Materials provided:
PR #7769, opened 2021-03-23
Update release test to generate testing repo with Cocoapods tags.

granluo:


granluo:
Release testing will add release tag, e.g. Cocoapods-7.9.0, to podspecs without updating tag commit in the sdk repo.

.github/workflows/release.yml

Problem: Show me each line of the listing above with "Cocoapods" in it.

Response:
Update release test to generate testing repo with Cocoapods tags.
Release testing will add release tag, e.g. Cocoapods-7.9.0, to podspecs without updating tag commit in the sdk repo.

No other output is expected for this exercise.